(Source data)
-- Opening Marker --
PR #1360, opened 2022-10-04
Add support for records (dictionaries / structs) to the proc-macro frontend

jplatte:
Part of #1257.

Adds a `#[derive(uniffi::Record)]` macro and updates `#[uniffi::export]` to allow usage of arbitrary types as long as they don't have generics and are available under `crate::uniffi_types` and have the right trait implementation.

Outside of `uniffi::export`, when generating bindings, the names of such types are resolved against the known type definitions from both UDL and derives like `Record` (`Enum` might come next).

### DIFF
--- a/fixtures/proc-macro/src/lib.rs
+++ b/fixtures/proc-macro/src/lib.rs
@@ -1,0 +1,45 @@
+/* This Source Code Form is subject to the terms of the Mozilla Public
+ * License, v. 2.0. If a copy of the MPL was not distributed with this
+ * file, You can obtain one at http://mozilla.org/MPL/2.0/. */
+
+use std::sync::Arc;
+
+#[derive(uniffi::Record)]
+pub struct One {
+    inner: i32,
+}
+
+#[derive(uniffi::Record)]
+pub struct Two {
+    a: String,
+    b: Option<Vec<bool>>,
+}
+
+#[derive(uniffi::Record)]
+pub struct Three {
+    obj: Arc<Object>,
+}
+
+#[derive(uniffi::Object)]
+pub struct Object;
+
+#[uniffi::export]
+fn make_one(inner: i32) -> One {
+    One { inner }
+}
+
+#[uniffi::export]
+fn take_two(two: Two) -> String {
+    two.a
+}
+
+#[uniffi::export]
+fn make_object() -> Arc<Object> {
+    Arc::new(Object)
+}
+
+include!(concat!(env!("OUT_DIR"), "/proc-macro.uniffi.rs"));
+
+mod uniffi_types {
+    pub use crate::{Object, One, Three, Two};
+}
--- a/uniffi_bindgen/src/interface/function.rs
+++ b/uniffi_bindgen/src/interface/function.rs
@@ -199,16 +199,16 @@ impl Argument {
         &self.name
     }
 
-    pub fn type_(&self) -> Type {
-        self.type_.clone()
+    pub fn type_(&self) -> &Type {
+        &self.type_
     }
 
     pub fn by_ref(&self) -> bool {
         self.by_ref
     }
 
-    pub fn default_value(&self) -> Option<Literal> {
-        self.default.clone()
+    pub fn default_value(&self) -> Option<&Literal> {
+        self.default.as_ref()
     }
 
     pub fn iter_types(&self) -> TypeIterator<'_> {
--- a/uniffi_bindgen/src/interface/types/mod.rs
+++ b/uniffi_bindgen/src/interface/types/mod.rs
@@ -67,6 +67,9 @@ pub enum Type {
     External { name: String, crate_name: String },
     // Custom type on the scaffolding side
     Custom { name: String, builtin: Box<Type> },
+    // An unresolved user-defined type inside a proc-macro exported function
+    // signature. Must be replaced by another type before bindings generation.
+    Unresolved { name: String },
 }
 
 impl Type {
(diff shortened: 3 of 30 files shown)


fixtures/proc-macro/src/lib.rs
```diff
@@ -0,0 +1,45 @@
...
+
+#[uniffi::export]
+fn take_two(two: Two) -> String {
+    two.a
+}
+
+#[uniffi::export]
+fn make_object() -> Arc<Object> {
+    Arc::new(Object)
+}
```
bendk, line 39: It's been nice seeing this feature grow.  There's a quite a bit of functionality here and it's expressed in a simple and clean way.

uniffi_bindgen/src/interface/function.rs
```diff
@@ -199,16 +199,16 @@ impl Argument {
...
     }
 
     pub fn by_ref(&self) -> bool {
         self.by_ref
     }
 
-    pub fn default_value(&self) -> Option<Literal> {
-        self.default.clone()
+    pub fn default_value(&self) -> Option<&Literal> {
+        self.default.as_ref()
```
bendk, line 211: Very nitty, but should this be `borrow()`?  I think of `as_ref()` as doing some sort of conversion between references.

uniffi_bindgen/src/interface/types/mod.rs
```diff
@@ -67,6 +67,9 @@ pub enum Type {
     External { name: String, crate_name: String },
     // Custom type on the scaffolding side
     Custom { name: String, builtin: Box<Type> },
+    // An unresolved type inside a proc-macro exported function signature.
+    // Must be replaced by another type before bindings generation.
```
bendk, line 71: I think it's worth mentioning that this will only be a `Record`/`Object`/`Enum`, etc. and not a primitive type like `u8` or `String`.  I don't know it's an official UniFFI term, but I've been calling these "user types".

uniffi_macros/src/record.rs
```diff
@@ -0,0 +1,96 @@
...
+                let try_read_field = quote! {
+                    #ident: <#ty as ::uniffi::FfiConverter>::try_read(buf)?,
+                };
+
+                (write_field, try_read_field)
+            })
+            .unzip(),
+        None => {
+            let unimplemented = quote! { ::std::unimplemented!() };
+            (unimplemented.clone(), unimplemented)
```
bendk, line 35: I think this could actually be implemented with an empty body or maybe a `()` statement.  I don't think we have much use for unit structs as records, but it would there be a downside to implementing them?

uniffi_macros/src/record.rs
```diff
@@ -0,0 +1,96 @@
...
+            .iter()
+            .map(|f| {
+                let ident = &f.ident;
+                let ty = &f.ty;
+
+                let write_field = quote! {
+                    <#ty as ::uniffi::FfiConverter>::write(obj.#ident, buf);
+                };
+                let try_read_field = quote! {
+                    #ident: <#ty as ::uniffi::FfiConverter>::try_read(buf)?,
```
bendk, line 27: I like this as a first step.  I guess the next step would be getting it to work with user types, where the type doesn't implement `FfiConverter` itself.  I think that goes back to an issue that we discussed very early on.

Do you have a plan for this?  If not, I could spend some time trying to get it work if that would be helpful.

bendk (changes requested):
Looking great, I just had a few comments about documentation and very small issues.  I'm marking it request changes to put the ball back in your court.  However, I'd be happy merging this as-is if you disagree.

uniffi_bindgen/src/interface/function.rs
jplatte: It can't be `borrow` because this is `Option::as_ref`, not `AsRef::as_ref`. `.borrow()` would result in `&Option<Literal>`, not `Option<&Literal>`.

uniffi_macros/src/record.rs
jplatte: I don't know whether there is a downside to allowing this derive on unit structs, but note that this code path is also taken when the input is an `enum` or `union`. If it is, we also emit a compile error (line 71).

uniffi_macros/src/record.rs
jplatte: Yes, this goes back to what we discussed pretty early on. I would still prefer to not support "external" ffi-converter types, and instead encourage the newtype pattern where people were previously implementing `FfiConverter` with a `RustType` other than `Self`.

For the multi-crate setups I'm thinking about, neither would be required though; there's also the option of types having `#[cfg_attr(feature = "uniffi", derive(uniffi::Record))]` so a crate can *optionally* have a `FfiConverter` impl in an upstream crate.

uniffi_bindgen/src/interface/types/mod.rs
jplatte: I've updated it to "user-defined type".

uniffi_macros/src/record.rs
bendk: Ahh, that makes a lot of sense.

bendk (approved):

uniffi_macros/src/record.rs
bendk: I do think that almost all of the time it's going to be one of those multi-crate setups where you control all the crates.

For completely external types, I can be convinced that requiring the newtype pattern is the best way to go.  I'm mostly just concerned that there's some use case out there where this would be lead to very bad ergonomics.  I'm going to put the question out there on `#uniffi` and see if anyone has a comment.

PR #1363, opened 2022-10-06
Use nested `canonical_name` for Swift dictionaries

Anderas:
This change allows the disambiguation of multiply-nested compound structures, such as `[String: [String: String]]` and `[String: [String: [String]]]`. At the moment both of these types are represented as `FfiConverterDictionaryStringStringString` in the generated swift file, which leads to a compilation issue due to conflicting definitions.

After this change the generated names are as follows:
- `[String: String]` => `...DictionaryStringString`
- `[String: [String]]` => `...DictionaryStringSequenceString`
- `[String: [String: String]]` => `...DictionaryStringDictionaryStringString`
- `[String: [String: [String]]]` => `...DictionaryStringDictionaryStringSequenceString`
- etc

Note that `SequenceCodeType` and `OptionalCodeType` already use nested `cannonical_name`, whereas `MapCodeType` does not, until this change.


bendk (approved):
Nice catch, thanks for the PR.

PR #1364, opened 2022-10-06
proc-macro: unused-qualifications lint cleanup

jplatte:
We have this lint enabled in our project and for some reason while it doesn't trigger for generated code in one crate, it does in another. This should clean that up.


bendk (changes requested):
Seems good, but can you look in to that failing unit test?  I think the trybuild output needs to be updated.

jplatte:
Latest CI run failed because of a network issue.

bendk (approved):

PR #1365, opened 2022-10-06
Add tests for dictionary nesting in Swift

Anderas:
Thanks @bendk for merging my previous [PR](https://github.com/mozilla/uniffi-rs/pull/1363) so quickly, I was figuring out the best way to test the change so raising this as a separate PR


bendk (approved):
Looks good to me.  I wonder if some of these fixtures can be consolidated, but I think that should be a later discussion.

PR #1368, opened 2022-10-13
proc-macro: Resolve unresolved types nested inside builtin generics

jplatte:
Follow-up to #1360, specifically the second commit. I was hitting one of the panics from that when returning `Vec<RecordTypeThatDerivesUniffiRecord>` from a `#[uniffi::export]`ed function.


bendk (approved):
Looks good, let's merge.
-- Closing Marker --
## WHAT YOU SHOULD DO
Check each line of the entries for the string "dictionaries". Copy the lines that have it.

## REPLY
Add support for records (dictionaries / structs) to the proc-macro frontend
Use nested `canonical_name` for Swift dictionaries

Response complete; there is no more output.